> _YOUR INSTRUCTIONS_: In the records below, begin at the line containing "remove old emojis" and end at the line containing "-- Mark the"; quote every line in that span exactly, including both boundary lines, and no others.

Saved entries:
+++++

PR #3411, opened 2024-11-04
remove old emojis

### LINKED ISSUE #1993: Marked single emoji not exchanged by pasted clipboard text in message input field
- Android version:
Android 11.

- Device:
Fairphone FP2 (Lineage OS 18.1 build RQ3A.210705.001 from 2021-07-23).

- Delta Chat version:
1.20.5 (nightly build).

- Expected behavior:
When marked, a single emoji character in the message input field shall be overwritten when text from the clipboard is pasted.

- Actual behavior:
The marked emoji in the message input field is not overwritten by text from the clipboard when pasted. When the user taps the send icon afterwards to send the message, text from the clipboard is sent instead of the emoji character.

-- Open the chat "Saved Messages".
-- Enter "Test" in the text input field and tap the send icon to send the message.
-- Mark the message that has been sent and tap the "Copy to clipboard" icon from the top bar to copy the text to the clipboard.
-- Enter any emoji character in the text input field and long tap the emoji character to mark it.
-- Select "Paste" to exchange the emoji character with the text from the clipboard. (You will see that nothing has changed.)
-- Tap the send icon to send the message. (Result: The text from the clipboard has been sent instead of the emoji character.)

- Screenshots:
grafik

- Logs:
N/A.

### LINKED ISSUE #3399: problems with reactions and old built-in emojis
the old built-in emojis cause some reactions to be displayed 3 times for some user:

image

I tried to test it myself but reacting with 😮‍💨 causes this other problematic reaction for me:

image

the user confirmed that after disabling built-in emojis, the triple-emoji problem disappeared for them

adbenitez:
use modern `emoji2-emojipicker` instead (already in use by reactions picker)

close #3399
close #1993

To Do:
- [x] remove old emoji images assets
- [x] remove "use system emojis" preference
- [x] use emoji2-emojipicker instead of old emoji picker
- [x] implement on-click event in new emoji picker
- [x] fix emoji text views
- [x] delete old emoji code
- [x] fix emoji color for reaction pills
- [x] enlarge font size when text is only a few emojis

image


adbenitez:
image

adbenitez:
caveats: 

- after a lot of searching for solutions I didn't find any proper&easy way to detect emojis in text in java for the font size scaling effect, so if you send a single emoji the message will look the same as any other message, hopefully core could help with this in the future
- the emoji picker doesn't have a delete button, this could be added eventually when we add  a row to switch between emojis and sticker picker, that is how it is in whatsapp

adbenitez:
ok, I added the emoji scaling feature using a regex based on data from:
https://util.unicode.org/UnicodeJsps/list-unicodeset.jsp?a=%5B%3AEmoji%3DYes%3A%5D&g=&i=

src/main/java/org/thoughtcrime/securesms/components/emoji/AutoScaledEmojiTextView.java
```diff
@@ -0,0 +1,82 @@
...
+    float scale = text != null ? getTextScale(text.toString()) : 1;
+    super.setTextSize(TypedValue.COMPLEX_UNIT_PX, originalFontSize * scale);
+    super.setText(text, type);
+  }
+
+    
+  private float getTextScale(String text) {
+    if (text.length() > 16) {
+      return 1;
+    }
```
Hocuri, line 47: Just wanted to point out: Very long emojis like :scotland: won't be shown big because of this. I do think that the code is fine as-is, because, generally only rather rare emojis are very long, and for those it's not important to be shown big. Also, it's better for performance to return early whenever possible. If someone complains that some emojis are not shown big, we can adapt.

Hocuri (commented):
Minus 2.6MB, plus fixing an issue :tada:!

image

Partial review.

src/main/java/org/thoughtcrime/securesms/components/InputPanel.java
```diff
@@ -304,25 +292,30 @@ public void onSuccess(Void result) {
...
+  @Override
+  public void onHidden() {
+    emojiToggle.setToMedia();
   }
 
-  public void releaseRecordingLock() {
-    microphoneRecorderView.unlockAction();
+  @Override
+  public void onEmojiPicked(String emoji) {
+    composeText.append(emoji);
```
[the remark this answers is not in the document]
adbenitez: fixed it, good catch! I was thinking append would append at the current cursor position :rofl:

src/main/java/org/thoughtcrime/securesms/components/emoji/AutoScaledEmojiTextView.java
```diff
@@ -0,0 +1,82 @@
...
...👦👧🧑👱👨🧔👩🧓👴👵🙍🙎🙅🙆💁🙋🧏🙇🤦🤷👮🕵💂🥷👷🫅🤴👸👳👲🧕🤵👰🤰🫃🫄🤱👼🎅🤶🦸🦹🧙-🧟🧌💆💇🚶🧍🧎🏃💃🕺🕴👯🧖🧗🤺🏇⛷🏂🏌🏄🚣🏊⛹🏋🚴🚵🤸🤼-🤾🤹🧘🛀🛌👭👫👬💏💑🗣👤👥🫂👪👣🦰🦱🦳🦲🐵🐒🦍🦧🐶🐕🦮🐩🐺🦊🦝🐱🐈🦁🐯🐅🐆🐴🫎🫏🐎🦄🦓🦌🦬🐮🐂-🐄🐷🐖🐗🐽🐏🐑🐐🐪🐫🦙🦒🐘🦣🦏🦛🐭🐁🐀🐹🐰🐇🐿🦫🦔🦇🐻🐨🐼🦥🦦🦨🦘🦡🐾🦃🐔🐓🐣-🐧🕊🦅🦆🦢🦉🦤🪶🦩🦚🦜🪽🪿🐸🐊🐢🦎🐍🐲🐉🦕🦖🐳🐋🐬🦭🐟-🐡🦈🐙🐚🪸🪼🐌🦋🐛-🐝🪲🐞🦗🪳🕷🕸🦂🦟🪰🪱🦠💐🌸💮🪷🏵🌹🥀🌺-🌼🌷🪻🌱🪴🌲-🌵🌾🌿☘🍀-🍃🪹🪺🍄🍇-🍍🥭🍎-🍓🫐🥝🍅🫒🥥🥑🍆🥔🥕🌽🌶🫑🥒🥬🥦🧄🧅🥜🫘🌰🫚🫛🍞🥐🥖🫓🥨🥯🥞🧇🧀🍖🍗🥩🥓🍔🍟🍕🌭🥪🌮🌯🫔🥙🧆🥚🍳🥘🍲🫕🥣🥗🍿🧈🧂🥫🍱🍘-🍝🍠🍢-🍥🥮🍡🥟-🥡🦀🦞🦐🦑🦪🍦-🍪🎂🍰🧁🥧🍫-🍯🍼🥛☕🫖🍵🍶🍾🍷-🍻🥂🥃🫗🥤🧋🧃🧉🧊🥢🍽🍴🥄🔪🫙🏺🌍-🌐🗺🗾🧭🏔⛰🌋🗻🏕🏖🏜-🏟🏛🏗🧱🪨🪵🛖🏘🏚🏠-🏦🏨-🏭🏯🏰💒🗼🗽⛪🕌🛕🕍⛩🕋⛲⛺🌁🌃🏙🌄-🌇🌉♨🎠🛝🎡🎢💈🎪🚂-🚊🚝🚞🚋-🚎🚐-🚙🛻🚚-🚜🏎🏍🛵🦽🦼🛺🚲🛴🛹🛼🚏🛣🛤🛢⛽🛞🚨🚥🚦🛑🚧⚓🛟⛵🛶🚤🛳⛴🛥🚢✈🛩🛫🛬🪂💺🚁🚟-🚡🛰🚀🛸🛎🧳⌛⏳⌚⏰-⏲🕰🕛🕧🕐🕜🕑🕝🕒🕞🕓🕟🕔🕠🕕🕡🕖🕢🕗🕣🕘🕤🕙🕥🕚🕦🌑-🌜🌡☀🌝🌞🪐⭐🌟🌠🌌☁⛅⛈🌤-🌬🌀🌈🌂☂☔⛱⚡❄☃⛄☄🔥💧🌊🎃🎄🎆🎇🧨✨🎈-🎋🎍-🎑🧧🎀🎁🎗🎟🎫🎖🏆🏅🥇-🥉⚽⚾🥎🏀🏐🏈🏉🎾🥏🎳🏏🏑🏒🥍🏓🏸🥊🥋🥅⛳⛸🎣🤿🎽🎿🛷🥌🎯🪀🪁🔫🎱🔮🪄🎮🕹🎰🎲🧩🧸🪅🪩🪆♠♥♦♣♟🃏🀄🎴🎭🖼🎨🧵🪡🧶🪢👓🕶🥽🥼🦺👔-👖🧣-🧦👗👘🥻🩱-🩳👙👚🪭👛-👝🛍🎒🩴👞👟🥾🥿👠👡🩰👢🪮👑👒🎩🎓🧢🪖⛑📿💄💍💎🔇-🔊📢📣📯🔔🔕🎼🎵🎶🎙-🎛🎤🎧📻🎷🪗🎸-🎻🪕🥁🪘🪇🪈📱📲☎📞-📠🔋🪫🔌💻🖥🖨⌨🖱🖲💽-📀🧮🎥🎞📽🎬📺📷-📹📼🔍🔎🕯💡🔦🏮🪔📔-📚📓📒📃📜📄📰🗞📑🔖🏷💰🪙💴-💸💳🧾💹✉📧-📩📤-📦📫📪📬-📮🗳✏✒🖋🖊🖌🖍📝💼📁📂🗂📅📆🗒🗓📇-📎🖇📏📐✂🗃🗄🗑🔒🔓🔏-🔑🗝🔨🪓⛏⚒🛠🗡⚔💣🪃🏹🛡🪚🔧🪛🔩⚙🗜⚖🦯🔗⛓🪝🧰🧲🪜⚗🧪-🧬🔬🔭📡💉🩸💊🩹🩼🩺🩻🚪🛗🪞🪟🛏🛋🪑🚽🪠🚿🛁🪤🪒🧴🧷🧹-🧻🪣🧼🫧🪥🧽🧯🛒🚬⚰🪦⚱🧿🪬🗿🪧🪪🏧🚮🚰♿🚹-🚼🚾🛂-🛅⚠🚸⛔🚫🚳🚭🚯🚱🚷📵🔞☢☣⬆↗➡↘⬇↙⬅↖↕↔↩↪⤴⤵🔃🔄🔙-🔝🛐⚛🕉✡☸☯✝☦☪☮🕎🔯🪯♈-♓⛎🔀-🔂▶⏩⏭⏯◀⏪⏮🔼⏫🔽⏬⏸-⏺⏏🎦🔅🔆📶🛜📳📴♀♂⚧✖➕-➗🟰♾‼⁉❓-❕❗〰💱💲⚕♻⚜🔱📛🔰⭕✅☑✔❌❎➰➿〽✳✴❇©®™🔟-🔤🅰🆎🅱🆑-🆓ℹ🆔Ⓜ🆕🆖🅾🆗🅿🆘-🆚🈁🈂🈷🈶🈯🉐🈹🈚🈲🉑🈸🈴🈳㊗㊙🈺🈵🔴🟠-🟢🔵🟣🟤⚫⚪🟥🟧-🟩🟦🟪🟫⬛⬜◼◻◾◽▪▫🔶-🔻💠🔘🔳🔲🏁🚩🎌🏴🏳🇦-🇿\uD83E\uDD89\uD83E\uDD8F\uD83E\uDDBE\uD83E\uDDC6\uD83E\uddcd\uD83E\udddf\uD83E\ude99]|#️⃣|\\*️⃣|0️⃣|1️⃣|2️⃣|3️⃣|4️⃣|5️⃣|6️⃣|7️⃣|8️⃣|9️⃣)+");
```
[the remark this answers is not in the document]
adbenitez: added :+1:

src/main/java/org/thoughtcrime/securesms/components/emoji/AutoScaledEmojiTextView.java
adbenitez: wow an emoji with a length of 7, still the reason it is not shown big is because the regex doesn't support it, but it is true that more than two 🏴󠁧󠁢󠁳󠁣󠁴󠁿 would not be shown big even if supported by the regex,

I tried to optimize, a bit scared about performance impact of counting the graphemes iterating over the characters and then the regex, but maybe increasing to 21 makes sense, 

in general I think the emojification rule is a bit over the board, I would simplify it to making 1-3 emojis big and the rest normal, the size difference is really subtle for 4-8 and doesn't make much sense

r10s:
> Minus 2.6MB, plus fixing an issue 🎉!

yeah, i was also curious at the same time as you :) - can confirm the 2.6MB smaller APK, excellent!

r10s:
ftr, this is how it looks like on and old android7, where the system emoji were still in "blob style" - one can see quite nicely there, how the gaps are filled by he new-style-emoji - what a nice improvement, compared to having just nothing before:

src/main/res/layout/reactions_pill.xml
```diff
@@ -12,11 +12,13 @@
     android:paddingEnd="7dp"
     android:gravity="center">
 
-  <org.thoughtcrime.securesms.components.emoji.EmojiTextView
+  <!-- to avoid default transparency in text color that makes emoji transparent -->
```
r10s, line 15: took me a moment to get, what the comment is about - and that even though the changed line was hilited on github :)

i suggest to either remove the comment or say:

```suggestion
  <!-- android:textColor is set to avoid default transparency making emoji transparent -->
```

r10s (approved):
what a cleanup!

i have not much additional to add, apart from saying that it works quite nicely on first test, great job!

with removing the switch "use system emojis", we also removed the option to get rid of the emoji button from the keyboard. i am fine with that, if ppl complain in masses, we can iterate (_some_ will complain for sure :)

and, if issues pop up later on (i would assume so :), it is also a good timing as 1.48 is just released

src/main/res/layout/reactions_pill.xml
adbenitez: oops! yes, the reason was that the comment was initially right above the android:textColor line but that caused a compilation error due to not allowed in xml to put comments inside a tag declaration and I moved it outside to avoid the error and keep testing and forgot to update the comment, thanks a lot for pointing out!

src/main/java/org/thoughtcrime/securesms/components/emoji/AutoScaledEmojiTextView.java
adbenitez: (tried only increasing 1-3 and have to admit that then 4-6 feels too small, so I left the behavior unchanged :)

Hocuri: > in general I think the emojification rule is a bit over the board, I would simplify it to making 1-3 emojis big and the rest normal, the size difference is really subtle for 4-8 and doesn't make much sense

+1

+++++

> _COMPLETED TASK_:
remove old emojis

### LINKED ISSUE #1993: Marked single emoji not exchanged by pasted clipboard text in message input field
- Android version:
Android 11.

- Device:
Fairphone FP2 (Lineage OS 18.1 build RQ3A.210705.001 from 2021-07-23).

- Delta Chat version:
1.20.5 (nightly build).

- Expected behavior:
When marked, a single emoji character in the message input field shall be overwritten when text from the clipboard is pasted.

- Actual behavior:
The marked emoji in the message input field is not overwritten by text from the clipboard when pasted. When the user taps the send icon afterwards to send the message, text from the clipboard is sent instead of the emoji character.

-- Open the chat "Saved Messages".
-- Enter "Test" in the text input field and tap the send icon to send the message.
-- Mark the message that has been sent and tap the "Copy to clipboard" icon from the top bar to copy the text to the clipboard.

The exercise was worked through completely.